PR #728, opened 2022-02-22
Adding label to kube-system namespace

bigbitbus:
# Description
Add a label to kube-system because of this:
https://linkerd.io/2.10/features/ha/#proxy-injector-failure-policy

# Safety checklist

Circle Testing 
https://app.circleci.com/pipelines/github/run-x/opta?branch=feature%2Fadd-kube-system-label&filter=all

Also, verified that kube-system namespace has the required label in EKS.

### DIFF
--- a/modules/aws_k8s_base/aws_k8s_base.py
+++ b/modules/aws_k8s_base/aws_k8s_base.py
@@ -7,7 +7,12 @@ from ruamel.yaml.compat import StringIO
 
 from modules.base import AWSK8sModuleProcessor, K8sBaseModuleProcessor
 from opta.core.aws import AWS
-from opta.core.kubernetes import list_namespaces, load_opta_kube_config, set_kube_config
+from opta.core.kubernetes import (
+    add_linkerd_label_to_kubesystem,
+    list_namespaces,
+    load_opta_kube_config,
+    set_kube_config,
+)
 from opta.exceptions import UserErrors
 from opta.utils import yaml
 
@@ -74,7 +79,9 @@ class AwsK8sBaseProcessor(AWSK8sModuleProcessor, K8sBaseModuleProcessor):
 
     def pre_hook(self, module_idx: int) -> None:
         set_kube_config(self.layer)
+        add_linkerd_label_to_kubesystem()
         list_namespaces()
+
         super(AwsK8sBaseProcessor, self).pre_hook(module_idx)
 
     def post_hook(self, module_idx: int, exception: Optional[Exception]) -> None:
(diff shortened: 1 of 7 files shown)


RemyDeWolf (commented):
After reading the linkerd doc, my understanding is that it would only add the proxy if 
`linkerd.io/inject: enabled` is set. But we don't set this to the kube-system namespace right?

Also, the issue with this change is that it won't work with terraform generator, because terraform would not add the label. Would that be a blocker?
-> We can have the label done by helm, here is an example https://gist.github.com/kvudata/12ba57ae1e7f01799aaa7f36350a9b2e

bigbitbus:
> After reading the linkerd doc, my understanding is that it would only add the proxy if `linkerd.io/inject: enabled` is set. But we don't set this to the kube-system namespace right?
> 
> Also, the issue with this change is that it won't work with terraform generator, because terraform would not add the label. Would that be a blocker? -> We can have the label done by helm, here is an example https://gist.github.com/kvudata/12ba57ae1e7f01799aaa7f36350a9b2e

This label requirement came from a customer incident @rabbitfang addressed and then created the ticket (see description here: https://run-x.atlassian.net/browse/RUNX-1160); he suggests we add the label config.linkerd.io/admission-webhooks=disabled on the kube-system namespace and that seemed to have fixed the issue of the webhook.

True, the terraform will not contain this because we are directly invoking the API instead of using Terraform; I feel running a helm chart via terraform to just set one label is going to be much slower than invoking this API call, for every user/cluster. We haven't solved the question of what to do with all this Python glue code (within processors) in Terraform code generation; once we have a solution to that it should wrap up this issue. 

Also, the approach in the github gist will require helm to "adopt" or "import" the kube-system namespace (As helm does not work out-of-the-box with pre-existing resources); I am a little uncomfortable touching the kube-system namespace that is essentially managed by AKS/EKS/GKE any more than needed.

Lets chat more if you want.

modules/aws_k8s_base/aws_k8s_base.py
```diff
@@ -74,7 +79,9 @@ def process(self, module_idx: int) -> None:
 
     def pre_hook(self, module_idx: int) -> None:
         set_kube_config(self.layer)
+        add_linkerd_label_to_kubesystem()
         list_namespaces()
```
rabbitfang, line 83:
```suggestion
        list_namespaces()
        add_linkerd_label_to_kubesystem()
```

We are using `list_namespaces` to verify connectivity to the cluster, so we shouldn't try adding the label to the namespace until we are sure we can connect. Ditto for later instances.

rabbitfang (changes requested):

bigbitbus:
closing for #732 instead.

= Task instructions =
Wherever a line of the material has the word "kubernetes", add it to a tally; give only the final number.

= Expected answer =
2